HOW IT WORKS
Chip cards
Chipping away at credit card fraud
Last Updated: Wednesday, December 17, 2008 | 8:44 AM ET
By Grant Buckler CBC News
If you presented your newly issued credit card at a store recently and were surprised to be asked to enter a personal identification number as if you were using a debit card, you're not alone.
Major credit card issuers Visa and MasterCard are rolling out new cards that contain memory chips across Canada. The chips store information used to prevent fraud.
As old-style MasterCard and Visa cards that have just a magnetic strip expire, they're being replaced with the new chip cards. You can spot these new cards at a glance — on the front is a small silver square, a little less than a centimetre each way, with lines on it. That's the chip.
On the chip are stored the card number, expiry date and security code and your personal identification number (PIN). All this information is encrypted so that only an authorized card-reading device can decode it.
The chip could also be used to store other information, such as your credit limit, says Shirley Matthew, director of chip platforms at Visa Canada. When a card is used fraudulently, a card issuer could send a message to the card to disable it, and that information would also be stored on the chip.
Don't confuse these new cards with "contactless" payment systems, though.
Card issuers expect it to take a couple of years to replace all old-style cards and readers.
The chip cards use a chip standard — called EMV after Europay, MasterCard and Visa, the three credit-card companies that developed it — that requires the reader to make contact with the chip. That's unlike some payment cards now coming into use in Canada — MasterCard's PayPass and Visa's payWave, for instance — that are contactless and will work as long as the card gets within a few centimetres of the reader. MasterCard is issuing cards that combine both functions in one chip.
And even if you have a chip card, you won't always be asked for a PIN. Merchants that don't yet have chip-card readers still use the cards in the old way. Card issuers expect it to take a couple more years to replace all cards and readers.
How it works
A chip card reader scans the card and requires the customer to input a personal identification number, the same way they would enter a PIN to use a debit card. (Courtesy Visa Canada)When you present a chip card to a merchant who has one of the new card readers, the sales clerk inserts the card in a slot in the reader and leaves it there while you enter your PIN on the keypad, just as you would enter a PIN to use a debit card.
When you enter your security number, the reader checks it against the PIN stored on the chip. If it checks out, your transaction goes ahead. If not, you'll usually have at least one more chance to enter the correct PIN, but repeated wrong PINs will eventually lock up the card — the exact policy is up to the card issuer.
One big advantage of the chip is that a PIN can be used for security without the PIN having to be transmitted to a central computer to check if it's correct. That's what happens when you enter a PIN for a debit-card transaction.
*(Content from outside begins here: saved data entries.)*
PR #1183, opened 2026-06-24
fix(py): bind selected PBS exec runtime

tamird:
PBS exec-tools registrations select a runtime by execution OS and CPU,
but rules_python's default `exec_interpreter` resolves Python again
under `cfg = "exec"`. A registration can therefore advertise one PBS
archive while invoking a different interpreter.

Bind each physical PBS runtime pair to an executable adapter that
implements rules_python's `exec_interpreter` contract. Constrain each
registration by canonical Python version, free-threaded mode, root
configuration settings, and root target compatibility. Keep target-only
libc settings out of execution selection and apply PBS OS and CPU
constraints to execution platforms.

The end-to-end fixture builds for Linux arm64 while executing on Linux
x86_64, then checks the selected interpreter's file, Python version, and
GIL mode. Its negative cases establish that incompatible root target or
execution constraints cannot select the PBS runtime.

### DIFF
--- a/.github/workflows/ci-workflows.yaml
+++ b/.github/workflows/ci-workflows.yaml
@@ -60,6 +60,22 @@ jobs:
             - name: Test
               working-directory: ${{ matrix.workspace.path }}
               run: aspect test --task-key=test-${{ matrix.workspace.slug }}-${{ matrix.bazel.id }} ${{ matrix.bazel.flags }} -- //...
+            # This fixture's root toolchain declarations live in its own module,
+            # not the parent e2e module used by the matrix entry above.
+            - name: Interpreter toolchain settings
+              if: matrix.workspace.slug == 'e2e'
+              working-directory: e2e/cases/interpreter-toolchain-settings
+              run: |
+                aspect test \
+                  --task-key=test-interpreter-toolchain-settings-${{ matrix.bazel.id }} \
+                  ${{ matrix.bazel.flags }} \
+                  --bazel-flag=--lockfile_mode=off \
+                  -- \
+                  //:resolved_311_test \
+                  //:resolved_312_test \
+                  //:resolved_313_freethreaded_test \
+                  //:resolved_313_glibc_test \
+                  //:resolved_313_musl_test
             # Standalone scripts that drive bazel directly (e.g. asserting a
             # build *fails*), so they can't be an `sh_test` under `//...` above.
             - name: e2e standalone test.sh scripts
--- a/e2e/cases/interpreter-toolchain-settings/BUILD.bazel
+++ b/e2e/cases/interpreter-toolchain-settings/BUILD.bazel
@@ -1,30 +1,110 @@
-load(":toolchain_test.bzl", "interpreter_toolchain_check")
+load("@bazel_skylib//rules:common_settings.bzl", "string_flag")
+load(":toolchain_test.bzl", "exec_toolchain_check", "interpreter_toolchain_check", "toolchain_resolution_test")
+
+string_flag(
+    name = "interpreter_setting",
+    build_setting_default = "",
+)
+
+string_flag(
+    name = "interpreter_setting_secondary",
+    build_setting_default = "",
+)
 
 config_setting(
     name = "config_311",
-    define_values = {"interpreter_setting": "311"},
+    flag_values = {":interpreter_setting": "311"},
 )
 
 config_setting(
     name = "config_311_secondary",
-    define_values = {"interpreter_setting_secondary": "311"},
+    flag_values = {":interpreter_setting_secondary": "311"},
 )
 
 config_setting(
     name = "config_312",
-    define_values = {"interpreter_setting": "312"},
+    flag_values = {":interpreter_setting": "312"},
+)
+
+constraint_setting(name = "python_target")
+
+constraint_setting(name = "python_exec")
+
+constraint_value(
+    name = "python_exec_supported",
+    constraint_setting = ":python_exec",
+    visibility = ["//visibility:public"],
+)
+
+constraint_value(
+    name = "python_target_supported",
+    constraint_setting = ":python_target",
+    visibility = ["//visibility:public"],
+)
+
+constraint_value(
+    name = "python_target_unsupported",
+    constraint_setting = ":python_target",
+    visibility = ["//visibility:public"],
 )
 
 platform(
     name = "linux_x86_64",
+    constraint_values = [
+        ":python_target_supported",
+        "@platforms//cpu:x86_64",
+        "@platforms//os:linux",
+    ],
+)
+
+platform(
+    name = "linux_x86_64_exec",
     constraint_values = [
         "@platforms//cpu:x86_64",
         "@platforms//os:linux",
     ],
 )
 
+platform(
+    name = "linux_x86_64_exec_supported",
+    constraint_values = [
+        ":python_exec_supported",
+        "@platforms//cpu:x86_64",
+        "@platforms//os:linux",
+    ],
+)
+
+platform(
+    name = "linux_aarch64",
+    constraint_values = [
+        ":python_target_supported",
+        "@platforms//cpu:aarch64",
+        "@platforms//os:linux",
+    ],
+)
+
+platform(
+    name = "linux_x86_64_unsupported",
+    constraint_values = [
+        ":python_target_unsupported",
+        "@platforms//cpu:x86_64",
+        "@platforms//os:linux",
+    ],
+)
+
+# This package is also visible from the parent e2e workspace, whose module does
+# not declare these root toolchain settings. CI names the tests explicitly from
+# this fixture's module; `manual` keeps parent-workspace wildcards from selecting
+# their checks or wrappers under the wrong module graph.
 interpreter_toolchain_check(
     name = "resolved_311",
+    expected_interpreter = "@python_3_11_x86_64_unknown_linux_gnu//:bin/python3",
+    python_version = "3.11",
+    tags = ["manual"],
+)
+
+exec_toolchain_check(
+    name = "resolved_311_exec",
     expected_interpreter = "@python_3_11_x86_64_unknown_linux_gnu//:bin/python3",
     python_version = "3.11",
     tags = ["manual"],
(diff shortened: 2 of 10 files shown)


tamird:
Extracted from #1151. Splitting its runtime/toolchain cohort patch exposed that `py_exec_tools_toolchain` re-resolves its interpreter under `cfg = "exec"`, so constraining registrations alone does not bind the PBS runtime they advertise.

py/private/interpreter/extension.bzl
```diff
@@ -547,59 +501,10 @@ Only honored from the root module.
...
-""",
-)
-
 python_interpreters = module_extension(
     implementation = _python_interpreters_impl,
     tag_classes = {
         "configure": _configure_tag,
-        "local": _local_tag,
         "toolchain": _toolchain_tag,
     },
```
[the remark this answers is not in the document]
tamird: Obsolete after the rebase. [25a0707b](https://github.com/aspect-build/rules_py/commit/25a0707b) removed the broken `local` tag upstream, so this branch no longer changes that API.

py/private/interpreter/BUILD.bazel
```diff
@@ -24,9 +22,12 @@ bzl_library(
...
 )
 
-string_flag(
+# Preserve the released rules_py label without maintaining separate state.
+# Bazel follows alias chains when parsing command-line build settings:
+# https://github.com/bazelbuild/bazel/blob/c8217fdd2f20e4a061122c0af0417380d09e9480/src/main/java/com/google/devtools/build/lib/runtime/StarlarkOptionsParser.java#L304-L376
+alias(
     name = "python_version",
-    build_setting_default = "",
+    actual = "@rules_python//python/config_settings:python_version",
```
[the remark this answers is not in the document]
tamird: Obsolete after the rebase. The branch no longer replaces the released Python build-setting label with an alias; its current diff only binds each generated exec-tools toolchain to its selected PBS runtime.

jbedard:
needs rebase

jbedard:
List PRs that are prefactors to this

tamird:
Rebuilt as 4fadd48e, directly on current `main`. It has no precursor PRs.

e2e/cases/interpreter-toolchain-settings/MODULE.bazel
```diff
@@ -2,6 +2,7 @@ module(name = "interpreter_toolchain_settings")
 
 bazel_dep(name = "aspect_rules_py")
 bazel_dep(name = "platforms", version = "1.1.0")
+bazel_dep(name = "rules_python", version = "1.9.0")
```
jbedard, line 9: Remove the need for direct deps on rules_python if possible

e2e/cases/interpreter-toolchain-settings/test.sh
```diff
@@ -17,23 +22,47 @@ check_toolchain() {
...
+        -- "//:resolved_${setting}" "//:resolved_${setting}_exec" \
         || fail "Python ${version} did not resolve with its root config_setting"
 }
 
+check_exec_toolchain() {
+    local target="$1"
+    local libc="$2"
+    shift 2
+
+    "$BAZEL" build \
```
jbedard: Unless checking for errors do not use `test.sh` for testing and use bazel tests within BUILDs

e2e/cases/interpreter-toolchain-settings/MODULE.bazel
tamird: Kept, with a comment explaining the boundary. The fixture directly requests `@rules_python//python:exec_tools_toolchain_type` and reads its `exec_tools` provider. `aspect_rules_py` exposes neither an alias nor a public helper for that contract, so removing the direct dependency would require adding API solely for this fixture.

e2e/cases/interpreter-toolchain-settings/test.sh
tamird: Done. Successful cases are now five discovered `build_test` targets. A host-configured test depends on each probe through an outgoing transition, so the synthetic Linux target platform does not break Bazel 9 test-toolchain resolution; the probe outputs also force all five `ExecInterpreterSmoke` actions into the build. CI runs the nested module with Bazel 8 and 9. `test.sh` now contains only expected analysis and module-evaluation failures.

.github/workflows/ci-workflows.yaml
```diff
@@ -60,6 +60,10 @@ jobs:
             - name: Test
               working-directory: ${{ matrix.workspace.path }}
               run: aspect test --task-key=test-${{ matrix.workspace.slug }}-${{ matrix.bazel.id }} ${{ matrix.bazel.flags }} -- //...
+            - name: Interpreter toolchain settings
```
jbedard, line 65: Why is this needed?

e2e/cases/interpreter-toolchain-settings/BUILD.bazel
```diff
@@ -30,9 +99,89 @@ interpreter_toolchain_check(
     tags = ["manual"],
 )
 
+exec_toolchain_check(
+    name = "resolved_311_exec",
+    expected_interpreter = "@python_3_11_x86_64_unknown_linux_gnu//:bin/python3",
+    python_version = "3.11",
+    tags = ["manual"],
```
jbedard, line 110: Why are these tagged `manual`?

e2e/cases/interpreter-toolchain-settings/toolchain_test.bzl
```diff
@@ -1,6 +1,37 @@
-"""Analysis check for the selected Python runtime toolchain."""
+"""Checks selected Python runtime and exec-tools toolchains."""
+
+load("@bazel_skylib//rules:build_test.bzl", "build_test")
 
 _RUNTIME_TOOLCHAIN = "@bazel_tools//tools/python:toolchain_type"
+_EXEC_TOOLS_TOOLCHAIN = "@rules_python//python:exec_tools_toolchain_type"
+
+_EXEC_INTERPRETER_CHECK = """\
```
jbedard: why write python code in a string instead of .py file?

.github/workflows/ci-workflows.yaml
tamird: This package is a standalone Bzlmod root. The parent e2e module does not declare these root config settings or toolchain constraints, so its normal `//...` run cannot exercise the fixture correctly. This step names the five BUILD tests from the fixture module.

e2e/cases/interpreter-toolchain-settings/BUILD.bazel
tamird: The package is also traversable from the parent e2e workspace, whose module graph lacks the fixture root toolchain declarations. `manual` keeps parent-workspace wildcards from selecting these probes and wrappers under the wrong module graph; the nested workflow explicitly names all five tests.

e2e/cases/interpreter-toolchain-settings/toolchain_test.bzl
tamird: Moved it to `exec_interpreter_check.py` and declared the file as an action input.

.github/workflows/ci-workflows.yaml
jbedard: @xangcastle we should do this better - some tests must be fully isolated with their own MODULE files and maybe those should be in `e2e/{case}` instead of `e2e/cases/{case}`?

Today I always assume `e2e/cases/{case}/include.MODULE` and `test //...` will cover it. But sometimes a test needs its own isolated root MODULE like this `e2e/cases/interpreter-toolchain-settings` or `examples/protobuf` etc...

e2e/cases/interpreter-toolchain-settings/test.sh
```diff
@@ -1,48 +1,83 @@
...
+# Successful resolution is covered by BUILD tests. This script keeps cases
+# whose expected result is an analysis or module-evaluation failure.
 
 set -uo pipefail
 
 cd "$(dirname "$0")" || exit 1
 
 BAZEL="${BAZEL:-bazel}"
+BUILD_ARGS=()
+if [[ "$(uname -s)" != "Linux" || "$(uname -m)" != "x86_64" ]] ||
```
jbedard: Why was this added? Is this required?

tamird: It was needed while this script still executed the positive Linux cases. Those are BUILD tests now, so the conditional is obsolete. I will remove it and pass `--nobuild` unconditionally to the remaining expected-analysis-failure commands.

jbedard:
reduce the diff

e2e/cases/interpreter-toolchain-settings/toolchain_test.bzl
```diff
@@ -1,6 +1,9 @@
-"""Analysis check for the selected Python runtime toolchain."""
+"""Checks selected Python runtime and exec-tools toolchains."""
+
+load("@bazel_skylib//rules:build_test.bzl", "build_test")
 
 _RUNTIME_TOOLCHAIN = "@bazel_tools//tools/python:toolchain_type"
+_EXEC_TOOLS_TOOLCHAIN = "@rules_python//python:exec_tools_toolchain_type"
```
jbedard, line 8: Why is exec from `rules_python` while runtime is from `bazel_tools`?

py/private/interpreter/repository.bzl
```diff
@@ -419,40 +444,43 @@ config_setting(
...
-            target_settings = target_settings,
+            runtime_target_settings = runtime_target_settings,
+            runtime_target_compatible_with = runtime_target_compatible_with,
         ))
 
         if info["register_exec_tools"]:
-            content.append("""# Exec tools toolchain: selected by exec platform (not target platform) so
-# that build actions using the interpreter (e.g. compileall) get a runnable
-# binary on the build host regardless of the target platform being built for.
+            content.append("""# Exec tools run on the selected execution platform for this target's
```
jbedard: While editing the generated code... remove the comment from the generated code and put it into the `repository.bzl` where the code is being generated.

jbedard:
Which e2e tests failed before this change?

e2e/cases/interpreter-toolchain-settings/test.sh
jbedard: Done yet?

e2e/cases/interpreter-toolchain-settings/toolchain_test.bzl
tamird: The runtime is Bazel's standard Python toolchain contract; exec tools are a separate public contract supplied by rules_python. I added that ownership explanation above the two constants.

py/private/interpreter/repository.bzl
tamird: Done. The explanation now lives beside the generator control flow; generated BUILD files contain only the toolchain declaration.

e2e/cases/interpreter-toolchain-settings/test.sh
tamird: Done.

e2e/cases/interpreter-toolchain-settings/BUILD.bazel
jbedard: Why is this traversable from the parent? Shouldn't `e2e/cases/interpreter-toolchain-settings` be in the parent `.bazelignore`?

e2e/cases/interpreter-toolchain-settings/toolchain_test.bzl
```diff
@@ -31,3 +36,124 @@ interpreter_toolchain_check = rule(
...
+            output.path,
+        ],
+        executable = exec_tools.exec_interpreter[DefaultInfo].files_to_run,
+        inputs = [ctx.file._exec_interpreter_check, ctx.file.expected_interpreter],
+        mnemonic = "ExecInterpreterSmoke",
+        outputs = [output],
+    )
+    return [DefaultInfo(files = depset([output]))]
+
+exec_toolchain_check = rule(
```
jbedard, line 70: Can this test coverage be accomplished without a custom rule?

tamird:
No end-to-end test failed before this change, and a consumer with one registered runtime resolves the same interpreter in both configurations. Closing until there is a concrete reproducer with independently selected target and execution runtimes.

Although a PIN can be encrypted, not having to transmit it to the credit card company's server makes the transaction that much more secure, says William Giles, vice-president of acceptance at MasterCard Canada.
Chip cards don't eliminate the need to talk to the credit-card issuer's computers, though, because the merchant still must make sure the card hasn't been reported lost or stolen and that you have enough credit available to cover the purchase.
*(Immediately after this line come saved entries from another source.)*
Issue #959, opened 2026-04-30
[Bug]: incorrect docs about build_config


mboulton-fathom:
### What happened?

The documentation says that using the new 'unstable' toolchains the `build_config` attribute can be set when registering a python toolchain: https://github.com/aspect-build/rules_py/blob/b2feee5b81c51c3a4ed24ca2df3cb68f57a78f57/docs/interpreter.md#L186-L204

But this doesn't work and looking at py/private/interpreter/extension.bzl it doesn't actually appear to be implemented?

```
ERROR: Analysis of target '//my:rule' failed; build aborted: Traceback (most recent call last):
	File "/home/michael/code/myproject/MODULE.bazel", line 262, column 23, in <toplevel>
		interpreters.toolchain(
Error: in 'toolchain' tag, unknown attribute 'build_config' provided
```

### Version

Development (host) and target OS/architectures:

Output of `bazel --version`: bazel 9.0.1

Version of the Aspect rules, or other relevant rules from your
`WORKSPACE` or `MODULE.bazel` file:

```
bazel_dep(name = "rules_python", version = "2.0.0")
bazel_dep(name = "aspect_rules_py", version = "1.11.2")
```

Language(s) and/or frameworks involved:

### How to reproduce

```shell
Try passing build_config to `interpreters.toolchain`
```

### Any other information?

Previously I was doing something like this to select the 'stripped' version of Python:

```
python.single_version_override(
    python_version = "3.12.11",
    sha256 = {
        "x86_64-unknown-linux-gnu": "8592d071a3636e1af1bfcb473b31b1f058a092acd35a0a360238d6779ba48f28",
    },
    strip_prefix = "python",
    urls = ["https://github.com/astral-sh/python-build-standalone/releases/download/20250814/cpython-3.12.11+20250814-{platform}-install_only_stripped.tar.gz"],
)
```

This works fine

chpock:
The documentation mentioned in this ticket no longer exists.

So it looks like this issue is no longer relevant.

I created a new FR with the same intent: https://github.com/aspect-build/rules_py/issues/1218

mboulton-fathom:
I think that the PR https://github.com/aspect-build/rules_py/pull/827 that added the code in my initial comment was either unfinished or just fully AI-generated because it doesn't appear to have been reviewed or had any tests for the 'stripped' path, as it's been removed I'll close this now

PR #1187, opened 2026-06-25
fix(py): register PBS C toolchains

### LINKED ISSUE #1095: [Bug]: v2 python_interpreters extension doesn't register a py_cc (python/cc:toolchain_type) toolchain, breaking native extension builds

tamird:
The `python_interpreters` extension registers PBS runtimes but not the
matching `rules_python` C toolchains. Native-extension targets can
therefore fail to resolve `current_py_cc_headers` or select headers from
a separately registered interpreter.

Register a C toolchain beside every PBS runtime and give both
registrations identical version, free-threading, platform, libc, and
root target predicates. POSIX toolchains expose headers only because
extension modules resolve Python symbols from the loading interpreter.
Windows toolchains additionally expose versioned import libraries and
`python3.lib` for the regular stable ABI.

Regular runtimes expose stable-ABI headers. Free-threaded CPython 3.13
rejects `Py_LIMITED_API`, and `rules_python` does not model Python 3.15's
`abi3t` split, so free-threaded toolchains expose only the full ABI.

Windows target analysis verifies the selected headers and import-library
labels. The current CI matrix does not execute Windows binaries, so this
does not claim an end-to-end Windows extension build.

Fixes #1095.

The prerequisite archive-selection change is
https://github.com/tamird/rules_py/commit/dc43cdd1bd03ab04c57e3d92b52b4614ead26199.
GitHub cannot base this cross-repository pull request on a fork branch,
so it appears as the first commit until that change lands. The
C-toolchain change is
https://github.com/tamird/rules_py/commit/054fdb71acb62973ef44e0605bd295f59a3ad1f9.


chpock:
This PR completely removes stripped python distribution. Yes, it is broken as for now (https://github.com/aspect-build/rules_py/issues/959). But it is possible to use it by registering specific toolchains rather than `:all`.

xangcastle (approved):

PR #1190, opened 2026-06-25
feat(uv): expose group dependency labels

tamird:
`group_deps()` suits configurable dependency attributes, but a macro
cannot iterate its `select()` result. Waiting until analysis also loses
the normalized package name after a hub alias resolves to a project SCC
target.

Expose `group_dep_labels(name)` from native `defs.bzl`. It returns sorted
`Label` values from the existing per-group membership table, so macros
can inspect package names during loading without publishing Bzlmod
canonical repository spellings.

The labels describe membership, not a pinned resolution. Package aliases
still resolve through the active `dep_group` and must be analyzed under
the matching group. Prefer `group_deps()` for ordinary rule attributes,
and keep `requirements.bzl` aligned with the `rules_python` surface.

### DIFF
--- a/docs/uv.md
+++ b/docs/uv.md
@@ -153,6 +153,14 @@ py_binary(
 future options (such as PEP 508 package extras) can be added as arguments
 without breaking callers.
 
+Macros that must inspect dependency labels while loading a BUILD file can use
+`group_dep_labels(name)` instead. It returns the frozen membership list for one
+explicit group as sorted `Label` values and fails if the group is unknown.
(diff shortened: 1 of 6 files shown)


tamird:
Extracted from #1009324. Updating the downstream rules_py snapshot
removed the provisional `all_requirements_by_dep_group` symbol. Its
pytypes macro still needs canonical per-group labels during BUILD loading
to generate one mapping target per dependency group without analyzing
every package.

xangcastle (approved):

So why are these chip cards more secure?
The main reason is that a PIN is more secure than a signature. While merchants are supposed to check the signature on each credit-card slip against that on the back of the card, it doesn't always happen and it's not too difficult to forge a signature well enough to fool an untrained eye. But with a chip card, if someone doesn't know your PIN then they can't use your card.
Also, chip cards get around the classic horror story in which someone takes your card into a back room or otherwise out of sight (think of a waiter or gas-station attendant who usually takes the card away and returns it) and imprints an extra credit-card slip or two. All that person has to do is fill in that slip and copy your signature and you'll be charged for something you didn't buy.
With a chip card, if someone doesn't know your PIN then they can't use your credit card.
With a chip card, you have to enter your PIN for each transaction, and nobody but you knows that number.
Chip cards aren't perfect credit protectors, though — they don't address purchases you make by phone or on the internet. You won't be asked for your PIN when you use your card this way. Asking you to give your PIN verbally or type it into a website would compromise its security.
So the credit card companies are dealing with these transactions in other ways. Visa has a program called Verified by Visa, in which you set up a password for online purchases. MasterCard has a similar setup called SecureCode. Asking for the additional three- or four-digit security code printed on your card also provides some extra security, though not if someone has your card who shouldn't.
That's not to say chip cards won't eventually be used for remote purchases. Giles says MasterCard has developed a calculator-sized device that, when you insert your card in it, will generate a passcode for one-time use. You would use this like a SecureCode passcode. MasterCard will make this technology available to other card issuers, Giles says. He expects it to be widespread by 2015.
So in a few years, entering a PIN to use your credit card may be the norm even when you're shopping on the internet — and signing a credit card slip will seem as old-fashioned as, well, paying cash.